Stored data
PR #143, opened 2016-11-17
Provide separate functions for creating tx payloads, and fulfilling them

sbellem:
**IMPORTANT**: targets BigchainDB `0.7.x`

### DIFF
--- a/bigchaindb_driver/driver.py
+++ b/bigchaindb_driver/driver.py
@@ -2,6 +2,7 @@ from bigchaindb.common.transaction import Asset, Transaction
 
 from .exceptions import InvalidVerifyingKey, InvalidSigningKey
 from .transport import Transport
+from .offchain import prepare_transaction, fulfill_transaction
 
 
 DEFAULT_NODE = 'http://localhost:9984/api/v1'
@@ -119,6 +120,131 @@ class TransactionsEndpoint(NamespacedDriver):
     """
     path = '/transactions/'
 
+    @staticmethod
+    def prepare(*, operation='CREATE', owners_before=None,
+                owners_after=None, asset=None, metadata=None, inputs=None):
+        """
+        Prepares a transaction payload, ready to be fulfilled.
+
+        Args:
+            operation (str): The operation to perform. Must be ``'CREATE'``
+                or ``'TRANSFER'``. Case insensitive. Defaults to ``'CREATE'``.
+            owners_before (:obj:`list` | :obj:`tuple` | :obj:`str`, optional):
+                One or more public keys representing the issuer(s) of
+                the asset being created. Only applies for ``'CREATE'``
+                operations. Defaults to ``None``.
+            owners_after (:obj:`list` | :obj:`tuple` | :obj:`str`, optional):
+                One or more public keys representing the new owner(s) of the
+                asset being created or transferred. Defaults to ``None``.
+            asset (:obj:`dict`, optional): The asset being created or
+                transferred. MUST be supplied for ``'TRANSFER'`` operations.
+                Defaults to ``None``.
+            metadata (:obj:`dict`, optional): Metadata associated with the
+                transaction. Defaults to ``None``.
+            inputs (:obj:`dict` | :obj:`list` | :obj:`tuple`, optional):
+                One or more inputs holding the condition(s) that this
+                transaction intends to fulfill. Each input is expected to
+                be a :obj:`dict`. Only applies to, and MUST be supplied for,
+                ``'TRANSFER'`` operations.
+
+        Returns:
+            dict: The prepared transaction.
+
+        Raises:
+            :class:`~.exceptions.BigchaindbException`: If ``operation`` is
+                not ``'CREATE'`` or ``'TRANSFER'``.
+
+        .. important::
+
+            **CREATE operations**
+
+            * ``owners_before`` MUST be set.
+            * ``owners_after``, ``asset``, and ``metadata`` MAY be set.
+            * The argument ``inputs`` is ignored.
+            * If ``owners_after`` is not given, or evaluates to
+              ``False``, it will be set equal to ``owners_before``::
+
+                if not owners_after:
+                    owners_after = owners_before
+
+            **TRANSFER operations**
+
+            * ``owners_after``, ``asset``, and ``inputs`` MUST be set.
+            * ``metadata`` MAY be set.
+            * The argument ``owners_before`` is ignored.
+
+        """
+        return prepare_transaction(
+            operation=operation,
+            owners_before=owners_before,
+            owners_after=owners_after,
+            asset=asset,
+            metadata=metadata,
+            inputs=inputs,
+        )
+
+    @staticmethod
+    def fulfill(transaction, private_keys):
+        """
+        Fulfills the given transaction.
+
+        Args:
+            transaction (dict): The transaction to be fulfilled.
+            private_keys (:obj:`str` | :obj:`list` | :obj:`tuple`): One or
+                more private keys to be used for fulfilling the
+                transaction.
+
+        Returns:
+            dict: The fulfilled transaction payload, ready to be sent to a
+            BigchainDB federation.
+
+        Raises:
+            :exception:`~.exceptions.MissingSigningKeyError`: If a private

What to produce:
For each line above that contains the word "Defaults", give the line as it is written.

Result of the task:
+                or ``'TRANSFER'``. Case insensitive. Defaults to ``'CREATE'``.
+                operations. Defaults to ``None``.
+                asset being created or transferred. Defaults to ``None``.
+                Defaults to ``None``.
+                transaction. Defaults to ``None``.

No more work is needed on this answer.